▶ _Instructions to follow_: Only lines holding "reverted" are wanted; copy each of them from the records below.

▶ _Information shown_:
PR #5051, opened 2026-05-27
feat(ci): bundle-size tracking + ES-compat checks (OSS-123, OSS-121)

davidmckayv:
## Summary

Adds CI **instrumentation** for bundle health (no source/runtime behavior change shipped to consumers):

- **OSS-123 — bundle size tracking.** `static_bundle_size.yml` uses `preactjs/compressed-size-action` (SHA-pinned) to post a per-file **gzip** diff comment on every PR over the 9 in-scope packages. No hard-fail (Phase 1). `.size-limit.json` for the 4 bundled packages (local `pnpm size`). Plus a `copilotchat-headline` job that writes a **relative** "total bundled JS" regression signal to the job summary (esbuild-based; not a production figure — see below).
- **OSS-121 — ES-compat checks.** `static_compat.yml` runs `es-check` (hard-fail) across the same 9 packages via per-package `compat-check` scripts (es2022 ESM/CJS; es2018 UMD, **es2020 for react-core UMD** which uses dynamic `import()`); wired as an nx `compat-check` target.
- `.browserslistrc`, lefthook/oxfmt guards (keep formatters off `package.json`), and `.claude/docs/{bundle-size,browser-compat}.md`.

## Honest notes / deviations from the tickets
- Tool: `preactjs/compressed-size-action` instead of the ticket's `andresz1/size-limit-action` (the latter has unresolved CVEs). Consequence: **gzip-only** (the action reports one algorithm per run), not gzip+brotli.
- `compat-check` targets **es2022** (build output), not the ticket's proposed es2020.
- Only **4 of 9** packages get `.size-limit.json` (`@size-limit/file` only measures the barrel for the 5 unbundled packages).
- The react-core "headline number" is a **relative regression signal**, not the production Vite/Next figure. The faithful production measurement is done in the OSS-122 PR (Phase 0).

## Test plan
- [x] `compat-check` smoke: injected ES2020 syntax into a built es2018 UMD → `compat-check` went **red**; reverted → green. (Confirms the check fires.)
- [x] bundle-size smoke (local): padding react-core grew the measured `dist/index.mjs` by ~31.7 kB gzip; reverted to baseline. (Confirms delta detection; the PR-comment rendering will show on this PR's CI run.)
- [x] `pre-push-quality`: formatter, lint, tests, build, lockfile all green.
- [ ] Confirm `static_bundle_size` posts its comment and `static_compat` passes on this PR's CI.


dev-docs/browser-compat.md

▶ _Result of this task_:
- [x] `compat-check` smoke: injected ES2020 syntax into a built es2018 UMD → `compat-check` went **red**; reverted → green. (Confirms the check fires.)
- [x] bundle-size smoke (local): padding react-core grew the measured `dist/index.mjs` by ~31.7 kB gzip; reverted to baseline. (Confirms delta detection; the PR-comment rendering will show on this PR's CI run.)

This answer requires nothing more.